Issue #1318, opened 2022-03-22
ch-image:  Unable to pull from nVidia's NGC registry server


mej:
While attempting to download one of nVidia's "official" HPL-based HPC benchmarking containers, I found that `ch-image` was unable to correctly authenticate with the registry API.  From what I can tell, the NGC registry server is either using an entirely different authentication method than what `ch-image` supports or wanting to utilize a different auth mechanism without indicating that in a way `ch-image` currently recognizes.

The initial attempt:
```bash
> ch-image -vvv pull nvcr.io/nvidia/hpc-benchmarks:20.10-hpl .  
verbose level: 3
host architecture from uname: x86_64
host architecture for registry: amd64
found storage dir v2: /var/tmp/mej.ch
image_ref
  ir_hostport   nvcr.io
  ir_path       nvidia
  ir_name       hpc-benchmarks
  ir_tag        20.10-hpl

pulling image:    nvcr.io/nvidia/hpc-benchmarks:20.10-hpl
requesting arch:  amd64
destination:      .
downloading image: nvcr.io/nvidia/hpc-benchmarks:20.10-hpl
initializing session
auth: no authorization
GET: https://nvcr.io:443/v2/nvidia/hpc-benchmarks/manifests/20.10-hpl
response status: 401
HTTP 401 unauthorized
authorizing
WWW-Authenticate raw: Bearer realm="https://nvcr.io/proxy_auth",scope="repository:nvidia/hpc-benchmarks:pull,push"
WWW-Authenticate parsed: Bearer {'realm': 'https://nvcr.io/proxy_auth', 'scope': 'repository:nvidia/hpc-benchmarks:pull,push'}
authenticating using Bearer
requesting anonymous auth token
GET: https://nvcr.io/proxy_auth
response status: 200
received auth token: eyJraWQiOiJFUkNPOklCWFY6TjY2SDpO
retrying with auth: Bearer eyJraWQiOiJFUkNPOklCWFY6TjY2SDpO
GET: https://nvcr.io:443/v2/nvidia/hpc-benchmarks/manifests/20.10-hpl
response status: 401
b'<html>\r\n<head><title>401 Authorization Required</title></head>\r\n<body bgcolor="white">\r\n<center><h1>401 Authorization Required</h1></center>\r\n<hr><center>nginx/1.14.2</center>\r\n</body>\r\n</html>\r\n'
error: not in registry: nvcr.io:443/nvidia/hpc-benchmarks:20.10-hpl
```

[...]

PR #1324, opened 2022-03-27
retry with authenticated token if anon token is not authorized

adrecord:
PR for #1318

### DIFF
--- a/doc/ch-image_desc.rst
+++ b/doc/ch-image_desc.rst
@@ -78,6 +78,10 @@ Common options placed before the sub-command:
         architecture as a simple string and converts to/from the registry view
         transparently.
 
+  :code:`--auth MODE`
+    Set authentication mode to :code:`MODE`, which is one of **[FIXME]** or
+    :code:`auto` (the default). See section "Authentication" below.
+
   :code:`--no-cache`
     Download everything needed, ignoring the cache.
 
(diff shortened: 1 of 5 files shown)


reidpr:
Thank you Andy! We'll look at this as soon as we can. It's an issue that's bothering a number of people.

Please also consider a separate PR adding yourself to the contributors list in `README.md`. It is alphabetical by last name.

adrecord:
The errors in 40_pull.bats:`pull images that do not exist` are related to this PR, although I'm not sure that the code should do anything different.  What's happening is for the two images that that are invalid images (`doesnotexist:latest`, `charliecloud/doesnotexist:latest`), charliecloud obtains an anonymous token, then tries to pull the manifests with that anon token.  Charliecloud then tries to retrieve the manifest with that anon token and gets a 401, so it proceeds with what this PR introduced... it tries to get an authenticated token to try with.  In this case it prompts for a username/password which isn't going to work in a test script:

```
requesting anonymous auth token
GET: https://auth.docker.io/token
response status: 200
received auth token: Bearer (Anon: True) eyJhbGciOiJSUzI1NiIsInR5cCI6IkpX
retrying with auth: Bearer (Anon: True) eyJhbGciOiJSUzI1NiIsInR5cCI6IkpX
GET: https://registry-1.docker.io:443/v2/library/doesnotexist/manifests/latest
response status: 401
HTTP 401 unauthorized with anonymous token
authenticating using Bearer
forcing retrieval of authenticated token

Username:
```
  
I tried the code without this PR included and it's also receiving the 401 with the anon token, but it determines this to mean the image was not in the registry based on explicit logic documented in [charliecloud.py:fatman_to_file](https://github.com/hpc/charliecloud/blob/8c9accbd576aaeb612ce710c24c7af21bf096270/lib/charliecloud.py#L1357-L1360)

```
requesting anonymous auth token
GET: https://auth.docker.io/token
response status: 200
received auth token: eyJhbGciOiJSUzI1NiIsInR5cCI6IkpX
retrying with auth: Bearer eyJhbGciOiJSUzI1NiIsInR5cCI6IkpX
GET: https://registry-1.docker.io:443/v2/library/doesnotexist/manifests/latest
response status: 401
b'{"errors":[{"code":"UNAUTHORIZED","message":"authentication required","detail":[{"Type":"repository","Class":"","Name":"library/doesnotexist","Action":"pull"}]}]}\n'
error: not in registry: registry-1.docker.io:443/library/doesnotexist:latest
```

The basic problem is that this 401 when using the anon token doesn't really tell you that the manifest doesn't exist.  It could just mean that you aren't authorized to see it.

Note that the two tests that are requesting a valid image, but for which the requested tag does not exist, do pass, as the manifest is retrieved.  Also, if I set `CH_IMAGE_USERNAME` and `CH_IMAGE_PASSWORD` to my dockerhub credentials, the the tests for the missing images also pass, after receiving the authenticated token via this PR's code.

A decent solution is to change the tests, probably passing in `CH_IMAGE_USERNAME` and `CH_IMAGE_PASSWORD` as some bogus values, then having the test expect 401's in the case of the 2 missing images.  (The test for the missing tags will remain unchanged.)  I'll put something together for this.

adrecord:
I changed the code to accept 401 and 403 from the credentialed token retrieval and have it bubble out as image not existing.  This seems reasonable because to get that far either retrieving the anonymous token failed or using the anonymous token to pull the manifest failed.  At this point, if authenticating fails trying to get an authenticated token the actual problem could still be that the image simply doesn't exist, or it does exist and it's protected.

For reference, here's Docker's behavior, in the case of no `.docker/config.json` file (anon), or there is one with correct credentials.  So it's not really distinguishing between no access versus missing image.

```
andy@host:~/charliecloud$ docker pull charliecloud/manifest:doesnotexist
Error response from daemon: pull access denied for charliecloud/manifest, repository does not exist or may require 'docker login': denied: requested access to the resource is denied
```

In the case of a `.docker/config.json` with invalid credentials, docker reports this:

```
Error response from daemon: Head "https://registry-1.docker.io/v2/charliecloud/doesnotexist/manifests/latest": unauthorized: incorrect username or password
```

It would be nice to distinguish between these two cases the way docker does, but it's not straight forward because of the dynamic way charliecloud does authentication versus how docker knows in advance if it will be accessing a particular registry with credentials or anonymously (based on the contents of `.docker/config.json').  Docker knows going in if they're trying to access a registry anonymously, and if it's not working can report the 1st error mentioned above.  ch-image pull initially tries anonymously (even if the user provided creds in env vars), then only tries to get creds from user (via vars or prompting) if anon access fails.  If this credentialed access fails it could be that the user didn't even have an account on the registry, but simply wanted to access it anonymously.  We simply don't know, so it makes more sense for us to report the more general "unauthorized OR image not found" instead of the more specific "401 unauthorized".  If charliecloud is changed to preknow if we'll access a registry anonymous or credentialed, we could make the same distinction of errors that docker makes.

This PR is ready for review.

reidpr:
> it's not straight forward because of the dynamic way charliecloud does authentication versus how docker knows in advance if it will be accessing a particular registry with credentials or anonymously

Yeah this is a good point. Another implication is that you can't log into Docker Hub to get your own rate limit. Let me think on that a bit.

reidpr (commented):
I pushed some proposed documentation for a new authentication mode switch `--auth`. This does not match the current behavior of this PR, but I wonder if it would better support situations like not misinterpreting the nVidia NGC not-found responses while also not trying to upgrade to authenticated unnecessarily. (I think the PR as written will also prompt for username/password for public images that do not exist?)

@adrecord, what do you think?

adrecord:
@reidpr Here are my initial thoughts:

> I think the PR as written will also prompt for username/password for public images that do not exist?

This seems like an oxymoron.  If the image doesn't exist, it's not really a public image.  :)  The code can only know if the image is available anonymously *or* with the _specific_ credentials provided.  In staying with the original design of first trying anonymous access, you are right that this PR will request credentials if the image is not anonymously accessible.  I agree that this is an annoyance if the user intended _only_ anonymous access.

Note that even with an authenticated token, the registry returning 401 may still not mean that the image doesn't exist.  It can just mean that _this particular_ authenticated user can't access it.  The doc change in your last commit makes it sound like not being able to access the image with an authenticated token definitively means the image doesn't exist:

> Thus, an second authenticated request is needed, to either access the resource or determine that is really does not exist.

My inclination is to either keep the lazy method as is in this PR as it fixes the user issue in a reasonable way, or switch to *always* being very explicit about whether we'll be accessing the registry with an authenticated account or anonymously.  I think being explicit would simplify things from both coding perspective and usage.  Probably anon access should be the default, and a boolean `--auth` flag added that would cause the code to force authentication, via env vars or prompting.  I recognize that dropping the current `lazy` method would be a breaking change versus previous versions, although lazy mode isn't totally functional as is, as evidenced by this issue, so maybe that's not as big of a deal?

Other considerations that come to mind.. `ch-image build` with multi-stage Dockerfiles can reference images from different registries with diff creds, or anonymously.  I realize that command provides a `--password-many` option but any changes to authentication should consider the impact there.  If we're going to change authentication substantially we should maybe do it in light of needing different auth preferences/creds per registry?  This is something the current registry-agnostic userid/pw env vars don't currently support.  For example, I'm guessing there's currently no good way to do a non-interactive image build that accesses multiple registries with different creds.  If we're gonna rethink auth, it would be nice to do it with use cases like this in mind.

After typing all this, I personally think this PR should probably go as is to address the original issue at hand, and we should discuss broader changes to authenticated vs anon registry access, and multi-registry access separately.

reidpr:
OK, thank you, let me think about it. I moved the doc commit to PR #1329 because regardless, it doesn't seem to fit here.

reidpr:
Closing in favor of PR #1329; however, to be clear, many of the ideas in this PR made their way over there, so I want to emphasize that this contribution is very much appreciated.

• **ACTION ITEM**
Make a tally of the lines in this material that hold the string "daemon", then give that number without any other words.

• **SOLUTION**
2